Sous la direction de Laurent Jeanpierre, avec Bless (Désirée Heiss & Ines Kaag), Martin Boyce, Alain Bublex, Emmanuel Guy, Emmanuelle Huynh, Christoph Keller, Alexandre Laumonier et OMA/AMO.
Si le discours de la modernité est ancien, aucun accord n’existe quant à sa définition. Car la modernité n’est pas le nom d’un stade de l’histoire, mais celui d’un problème posé au temps présent. Ce fut d’abord la promesse que le futur serait différent, meilleur, plus libre, indéfiniment, que ce présent. Face à cette croyance, il se dit aussi, en même temps, et sans contradiction pourtant, que rien n’est nouveau sous le soleil, que « nous n’avons jamais été modernes ». Certains, depuis quelques décennies, ont appelé post-moderne ou « seconde modernité », d’autres « présentisme » ou contemporain – comme dans l’art dit « contemporain » –, cette conscience d’une crise des récits de la modernité. Mais personne ne peut dire si l’histoire est finie. Si ce qu’on appelle « la crise » est bel est bien notre futur. Si cette après-modernité se passera à jamais d’un avenir.

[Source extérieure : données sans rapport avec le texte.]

PR #219, opened 2022-04-25
frame, response: added extra checking before allocating slice

### LINKED ISSUE #212: fix reading error found by fuzzing
Data added in 9eb030b7

Michal-Leszczynski:
When allocating a slice for reading purposes, we check if it has valid length and if error hasn't been encountered before.

Fixes #212

### DIFF
--- a/frame/buffer_read.go
+++ b/frame/buffer_read.go
@@ -39,7 +39,7 @@ func (b *Buffer) readInto(p []byte) {
 	}
 }
 
-const maxSliceSize int = 128_000_000
+const maxBytesSize int = 128_000_000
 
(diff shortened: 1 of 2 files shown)


Michal-Leszczynski:
Im not sure about the slice size limits. Do they make sense?

mmatczuk:
I do not necessarily like intermediate error checking 

```
	if b.readErr != nil {
		return nil
	}
```

what is the purpose of it?

Otherwise looks like a nice hardening the fuzzing found!

Michal-Leszczynski:
I removed most intermediate error checking but I'm still worried about the limits.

En réalité, le discours de la modernité n’a jamais été homogène. Il inclut, dès l’origine, son double et son revers. S’il se démarque toujours du passé, c’est par une pluralité de traits définitoires : l’industrie et le marché, la technique et la liberté, l’art et la marchandise, la démocratie et la violence, la répétition et l’accélération, etc. Le moderne croit savoir ce qu’est la modernité ; personne ne sait ce qui est moderne. Telle est l’impasse du discours de la modernité. Cela ne l’a pas empêché d’être porté par l’Occident pour se distinguer du reste du monde, justifier ses conquêtes puis sa domination brutale.

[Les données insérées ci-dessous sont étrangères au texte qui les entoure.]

PR #225, opened 2022-04-28
Ml/retry policy

Michal-Leszczynski:
Added retry policy and extended handling of Scylla errors.
Currently all errors (except for Scylla error frames) are treated as `IoErrors`.
In Rust they also have `ProtocolErrors` (eg. for unknow frame type).
The difference in terms of retry policy is:
```
IoErros        -> RetryNextNode
ProtocolErrors -> DontRetry
```
Do we have to distinguish them? In special scenarios, unknown frame type can be result of connection error, so maybe we can treat them as `IoErrors`?


frame/types.go
```diff
@@ -109,6 +109,82 @@ const (
 // https://github.com/apache/cassandra/blob/trunk/doc/native_protocol_v4.spec#L502
 type ErrorCode = Int
 
+// See CQL Binary Protocol v4, section 9 for more details.
+// https://github.com/apache/cassandra/blob/trunk/doc/native_protocol_v4.spec#L1046-L1200
+const (
```
Neofine, line 114: Is there a need for errors to be located in frame/types.go? We already have them in errors.go

mmatczuk:
It is OK to have to copies, for clarity put them to a separate file.
The files should be called the same and should have a commend documenting why two copies exists.

mmatczuk:
I think you could do

```
type SyntaxError ScyllaError
```

instead of

```
type SyntaxError struct {
	ScyllaError
}
```

mmatczuk:
`func ParseXXXXError(b *frame.Buffer, err ScyllaError) *XXXError` and return a value instead of a pointer for compatibility with other code.

Having separate but void types for every error make no sense, let's use a common code for the default case.

mmatczuk:
I still needs to be integrated with session.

Car le moderne est aussi une arme. Une interrogation, morale, politique, elle aussi moderne, découle de ce constat trop tard venu. Peut-on, doit-on être moderne ? Ainsi s’exprime la critique de la modernité, l’écologie par exemple. À moins qu’il ne soit question de reconnaître qu’il existe en fait des « modernités multiples » s’il est vrai que chaque société a conçu un modèle spécifique de développement humain ou d’articulation des temps historiques. La discordance des temps et des mondes, la différenciation interne : voilà ce qui définit alors le mieux l’époque moderne. De sorte qu’aujourd’hui, pour les civilisations, mais aussi pour les individus, il ne s’agirait plus vraiment de savoir qui est moderne, ni ce qui est moderne. Mais plutôt de se demander ceci : comment sommes-nous, comment pouvons-nous être modernes ?
Ces questions doivent être posées aux créateurs, la modernité les ayant longtemps placés en position d’éclaireurs, comme sur la pointe la plus moderne de la modernité. Et avec eux, il s’agira, comme ont toujours fait aussi les modernes, de déterminer où en est aujourd’hui, à Paris, en Europe, dans le monde, l’imaginaire de la modernité.